Profile
Blog
Photos
Videos
My first forray into Indian purchasing and haggling ended in disaster, I'm too english and reserved for all this cheeky bartering malarkey. I wanted to buy some silk paintings of elephants and the Hindu god Ganesh; as I'm trying to drive the price down hard, the bloke starts giving me this sob story about his kids with no fingers due to all the intricate painting, and his daughters wedding which is very expense, and he's struggling to get all the money together. Needless to say - I get ripped off!! But this is by indian standards don''t forget, so that means I paid about #4 over the odds - not exactly breaking the bank is it?
Another feisty tuk tuk journey sees the group transferred onto the local bus, which we tried to patch repair with various plasters and band aids, but that rickety old sharabang was beyond help I'm afraid. So complete with broken spring, and dangerously protruding metal we begin our really pleasant, unbumpy, undusty, unsmelly local bus ride - Joy! Unsurprisingly, halfway through the bus develops a puncture, so we have an impromptu stop at some random village, while the driver struggles to fit the spare, surrounded by a crowd of nosey spectators. As usual we are mobbed by beggars and kids wanting either money or sweets or both.
Top tip: never offer one sweet to a group of dirt besmirched street kids - one of the girls on the trip threw one out to screeching pack as we stopped at some lights, and all hell broke loose, it was fisticuffs at amber, and tears at green, as a young boy copped for a shiner in the not so sugar coated fracas.

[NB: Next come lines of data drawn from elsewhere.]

PR #6186, opened 2025-11-14
feat(applaunchpad): bypass dns caches while challenging domains

Nixieboluo:
Signed-off-by: Nixieboluo <me@sagirii.me>

### DIFF
--- a/frontend/providers/applaunchpad/__tests__/unit/services/dns-resolver.fixture.ts
+++ b/frontend/providers/applaunchpad/__tests__/unit/services/dns-resolver.fixture.ts
@@ -38,904 +38,71 @@ function queryKey(domain: string, type: string): string {
   return `${domain}:${type}`;
 }
 
-// Mock DNS responses
-const responses = {
-  // example.org responses
-  exampleOrgA: {
-    id: 24537,
+// Helper function to create DNS response packet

When our current mob of kids realised they wouldn't be getting anything, they moved onto the much more amusing pastime of stone the white tourist. A shower of stones rained in at us as we rushed to close our tiny bus windows, suffocation is preferable to stoning any day.
Unfortunately as we had already been on the road for two hours, and despite my best efforts, I could no longer control my slack bladder, and Javed our guide was forced to persuade a local family to allow me to use their outside box - squatty lav, situated at the side of the road - as you can imagine, NICE! But I won't go into detail - tmi I feel.